• _Work instructions_
Where does the word "francescolavra" appear in the data? Copy every line that holds it.
━━━━━ Data records ━━━━━
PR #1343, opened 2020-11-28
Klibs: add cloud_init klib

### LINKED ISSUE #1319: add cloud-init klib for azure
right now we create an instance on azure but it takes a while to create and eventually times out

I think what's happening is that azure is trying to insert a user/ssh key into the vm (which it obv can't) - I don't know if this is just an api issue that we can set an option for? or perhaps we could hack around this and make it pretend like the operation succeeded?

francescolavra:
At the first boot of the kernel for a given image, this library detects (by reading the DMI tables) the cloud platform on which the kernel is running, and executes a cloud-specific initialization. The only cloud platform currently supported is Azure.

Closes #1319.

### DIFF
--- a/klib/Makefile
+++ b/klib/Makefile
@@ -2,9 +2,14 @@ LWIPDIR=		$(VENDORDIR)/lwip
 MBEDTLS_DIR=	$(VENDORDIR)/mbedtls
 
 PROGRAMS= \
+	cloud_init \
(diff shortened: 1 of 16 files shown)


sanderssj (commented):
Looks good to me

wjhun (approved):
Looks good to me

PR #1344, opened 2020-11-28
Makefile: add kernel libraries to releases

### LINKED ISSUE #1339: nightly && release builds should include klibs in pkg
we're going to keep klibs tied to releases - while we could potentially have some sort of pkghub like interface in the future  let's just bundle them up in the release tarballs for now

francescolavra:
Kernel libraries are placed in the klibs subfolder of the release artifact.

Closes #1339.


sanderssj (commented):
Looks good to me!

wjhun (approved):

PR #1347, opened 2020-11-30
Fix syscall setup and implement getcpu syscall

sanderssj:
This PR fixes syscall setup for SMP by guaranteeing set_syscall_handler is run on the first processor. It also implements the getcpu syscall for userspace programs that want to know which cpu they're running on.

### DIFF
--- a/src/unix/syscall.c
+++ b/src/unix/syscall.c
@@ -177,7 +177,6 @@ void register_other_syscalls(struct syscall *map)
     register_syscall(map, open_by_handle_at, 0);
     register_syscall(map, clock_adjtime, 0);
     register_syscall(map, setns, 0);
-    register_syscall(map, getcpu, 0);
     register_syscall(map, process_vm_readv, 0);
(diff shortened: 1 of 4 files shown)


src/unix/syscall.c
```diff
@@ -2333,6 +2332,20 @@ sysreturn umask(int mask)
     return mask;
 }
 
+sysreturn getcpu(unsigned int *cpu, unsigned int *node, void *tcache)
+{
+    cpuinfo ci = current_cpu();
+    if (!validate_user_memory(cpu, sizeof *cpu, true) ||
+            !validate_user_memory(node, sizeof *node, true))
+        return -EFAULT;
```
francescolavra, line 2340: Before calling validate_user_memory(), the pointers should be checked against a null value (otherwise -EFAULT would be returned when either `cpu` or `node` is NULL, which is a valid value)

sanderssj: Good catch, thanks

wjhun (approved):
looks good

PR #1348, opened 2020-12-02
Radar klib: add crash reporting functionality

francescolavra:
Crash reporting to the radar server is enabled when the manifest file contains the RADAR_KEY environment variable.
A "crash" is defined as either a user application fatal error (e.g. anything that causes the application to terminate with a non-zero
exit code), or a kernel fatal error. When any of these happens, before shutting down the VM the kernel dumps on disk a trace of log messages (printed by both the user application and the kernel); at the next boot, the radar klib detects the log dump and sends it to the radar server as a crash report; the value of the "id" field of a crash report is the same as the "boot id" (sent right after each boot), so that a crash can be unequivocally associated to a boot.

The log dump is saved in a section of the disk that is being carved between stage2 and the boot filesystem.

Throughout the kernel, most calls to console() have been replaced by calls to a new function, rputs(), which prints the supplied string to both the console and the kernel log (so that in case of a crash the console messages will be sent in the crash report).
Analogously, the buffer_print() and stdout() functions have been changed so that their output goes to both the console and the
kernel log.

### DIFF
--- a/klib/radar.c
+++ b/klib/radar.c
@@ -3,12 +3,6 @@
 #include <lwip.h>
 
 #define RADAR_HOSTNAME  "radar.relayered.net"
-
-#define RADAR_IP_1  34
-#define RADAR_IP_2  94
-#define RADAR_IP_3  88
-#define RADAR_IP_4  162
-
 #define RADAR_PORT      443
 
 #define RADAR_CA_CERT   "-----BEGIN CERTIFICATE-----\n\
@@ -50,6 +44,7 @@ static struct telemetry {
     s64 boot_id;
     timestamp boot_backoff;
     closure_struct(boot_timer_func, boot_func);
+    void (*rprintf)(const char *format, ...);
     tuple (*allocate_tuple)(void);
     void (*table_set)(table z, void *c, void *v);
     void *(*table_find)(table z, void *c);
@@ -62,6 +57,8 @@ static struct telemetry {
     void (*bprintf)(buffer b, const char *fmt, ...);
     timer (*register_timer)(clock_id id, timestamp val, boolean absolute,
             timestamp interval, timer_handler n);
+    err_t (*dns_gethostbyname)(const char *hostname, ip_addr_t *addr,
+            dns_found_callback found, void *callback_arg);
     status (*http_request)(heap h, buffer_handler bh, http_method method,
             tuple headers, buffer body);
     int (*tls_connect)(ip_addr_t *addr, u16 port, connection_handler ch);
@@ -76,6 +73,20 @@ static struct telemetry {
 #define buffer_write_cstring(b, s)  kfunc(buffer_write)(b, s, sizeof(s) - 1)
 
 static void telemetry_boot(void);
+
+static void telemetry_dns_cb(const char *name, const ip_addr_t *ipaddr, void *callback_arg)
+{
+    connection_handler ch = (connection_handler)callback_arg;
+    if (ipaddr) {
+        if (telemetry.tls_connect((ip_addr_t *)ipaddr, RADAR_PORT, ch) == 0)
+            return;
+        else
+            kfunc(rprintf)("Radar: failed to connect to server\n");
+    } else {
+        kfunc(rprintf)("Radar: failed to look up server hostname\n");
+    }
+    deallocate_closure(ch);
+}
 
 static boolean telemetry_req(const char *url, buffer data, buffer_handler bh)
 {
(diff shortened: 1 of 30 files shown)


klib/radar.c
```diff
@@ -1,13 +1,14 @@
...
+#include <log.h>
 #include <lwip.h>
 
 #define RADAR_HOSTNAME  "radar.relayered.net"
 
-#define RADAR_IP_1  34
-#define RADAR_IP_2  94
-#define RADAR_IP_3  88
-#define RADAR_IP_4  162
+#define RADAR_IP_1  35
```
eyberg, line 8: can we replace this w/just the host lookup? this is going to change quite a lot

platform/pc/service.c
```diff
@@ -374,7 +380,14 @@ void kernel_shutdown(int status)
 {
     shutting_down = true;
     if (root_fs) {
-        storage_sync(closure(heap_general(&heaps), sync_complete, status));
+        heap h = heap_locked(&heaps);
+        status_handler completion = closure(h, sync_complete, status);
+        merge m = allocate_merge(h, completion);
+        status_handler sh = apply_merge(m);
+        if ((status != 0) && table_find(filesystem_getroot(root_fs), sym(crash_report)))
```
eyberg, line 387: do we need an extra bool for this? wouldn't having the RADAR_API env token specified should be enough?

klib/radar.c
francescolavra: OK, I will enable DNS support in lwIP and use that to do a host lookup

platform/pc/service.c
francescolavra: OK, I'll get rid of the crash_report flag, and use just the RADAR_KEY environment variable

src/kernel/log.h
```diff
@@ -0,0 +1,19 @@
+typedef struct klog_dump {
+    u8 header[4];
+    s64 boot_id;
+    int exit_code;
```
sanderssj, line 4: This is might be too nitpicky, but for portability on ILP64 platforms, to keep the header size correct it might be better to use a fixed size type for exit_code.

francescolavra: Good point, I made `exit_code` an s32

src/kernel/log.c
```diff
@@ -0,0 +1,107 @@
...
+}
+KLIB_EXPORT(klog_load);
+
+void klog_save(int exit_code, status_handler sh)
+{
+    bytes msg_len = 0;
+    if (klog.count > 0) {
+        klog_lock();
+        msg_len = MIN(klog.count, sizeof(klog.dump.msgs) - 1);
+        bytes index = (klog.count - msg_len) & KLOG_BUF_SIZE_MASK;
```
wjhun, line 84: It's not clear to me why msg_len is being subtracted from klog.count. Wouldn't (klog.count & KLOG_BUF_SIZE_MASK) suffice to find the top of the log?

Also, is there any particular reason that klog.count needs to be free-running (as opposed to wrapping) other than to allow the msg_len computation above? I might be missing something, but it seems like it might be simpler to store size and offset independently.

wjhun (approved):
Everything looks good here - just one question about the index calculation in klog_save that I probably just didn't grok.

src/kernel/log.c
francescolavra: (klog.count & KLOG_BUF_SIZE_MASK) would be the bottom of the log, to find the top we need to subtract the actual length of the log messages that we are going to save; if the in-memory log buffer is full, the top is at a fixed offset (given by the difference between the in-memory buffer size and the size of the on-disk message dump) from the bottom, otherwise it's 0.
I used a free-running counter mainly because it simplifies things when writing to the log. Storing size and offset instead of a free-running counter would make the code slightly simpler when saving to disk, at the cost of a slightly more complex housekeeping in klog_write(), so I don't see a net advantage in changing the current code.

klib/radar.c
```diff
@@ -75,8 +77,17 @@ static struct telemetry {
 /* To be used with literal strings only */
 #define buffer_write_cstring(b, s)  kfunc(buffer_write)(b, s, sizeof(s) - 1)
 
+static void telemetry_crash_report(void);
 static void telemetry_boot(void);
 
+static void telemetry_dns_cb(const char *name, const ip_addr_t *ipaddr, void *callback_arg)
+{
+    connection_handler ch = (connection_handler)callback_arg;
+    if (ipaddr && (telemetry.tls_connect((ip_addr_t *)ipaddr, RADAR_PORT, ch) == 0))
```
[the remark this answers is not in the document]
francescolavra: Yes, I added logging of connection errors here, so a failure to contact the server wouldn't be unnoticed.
━━━━━
• _Problem solution_
francescolavra:
francescolavra:
francescolavra, line 2340: Before calling validate_user_memory(), the pointers should be checked against a null value (otherwise -EFAULT would be returned when either `cpu` or `node` is NULL, which is a valid value)
francescolavra:
francescolavra: OK, I will enable DNS support in lwIP and use that to do a host lookup
francescolavra: OK, I'll get rid of the crash_report flag, and use just the RADAR_KEY environment variable
francescolavra: Good point, I made `exit_code` an s32
francescolavra: (klog.count & KLOG_BUF_SIZE_MASK) would be the bottom of the log, to find the top we need to subtract the actual length of the log messages that we are going to save; if the in-memory log buffer is full, the top is at a fixed offset (given by the difference between the in-memory buffer size and the size of the on-disk message dump) from the bottom, otherwise it's 0.
francescolavra: Yes, I added logging of connection errors here, so a failure to contact the server wouldn't be unnoticed.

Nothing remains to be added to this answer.